# Furnace mounted on its side....



## acefurnacefixer (Nov 24, 2006)

I dont know if the current furnace that you have is sutable for such a aplication. But you purchace a top of the line Lennox that is designed for just such an application.


----------



## trollmastergeneral (Dec 19, 2006)

most manufactures of furnaces make furnaces for horizantol installs:jester:


----------



## acefurnacefixer (Nov 24, 2006)

I think thats common knowllage


----------



## troubleseeker (Sep 25, 2006)

acefurnacefixer said:


> I think thats common knowllage[/quote
> 
> Hopefully to those in the ac/heat trades, but not to a homeowner.
> 
> And even that "hopefully" is not always true. I had an ac contractor install a gas furnace horizontally in an attic on a job several years ago. When I went into the attic , the access door was facing up on the unit, thus putting all of the wiring directly above the burner. When I questioned him about this, he became angry and loudly stressed to me that he had been in the business for more than 15 years and this was a furnace rated for either vertical or horizontal applications. I found the installation manuel in the trash pile, and he was right, problem was it could be laid horizontally on either it's right or left side, not on it's back like he had it.

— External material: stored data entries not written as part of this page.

PR #4486, opened 2020-11-26
DHCP: Add min-secs option for each subnet

vnxme:
The min-secs option allows to configure a delay of 0-255 seconds before a DHCP server responds to a client's request. This can be used to set up a secondary DHCP server as stated in the [manual](https://www.freebsd.org/cgi/man.cgi?query=dhcpd.conf&sektion=5&apropos=0&manpath=FreeBSD+12.2-RELEASE+and+Ports). This PR contains changes for both v4 and v6, however I have not tested the latter much.

image


AdSchellevis:
@vnxme looks good, thanks!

I called the distributor and he verified that my interpretation was correct, and finally the installer changed the orientation with much grumbling about how much this was costing him because he was going to have to remake both the supply and return air plenums.


----------



## #CARRIERMAN (Oct 18, 2006)

Hi jbob

All major manufacturers produce a horizontal furnace in some capacity. The one thing to be careful about is a 90 plus condensing furnace. They can be installed if horizontally equipped. You just need to take care in disposal of the condensate, follow the manufacturers approved method, I don't care how much experinece someone has as this. The manufacturer knows what this equipment was designed to do.

Good luck
Rusty


----------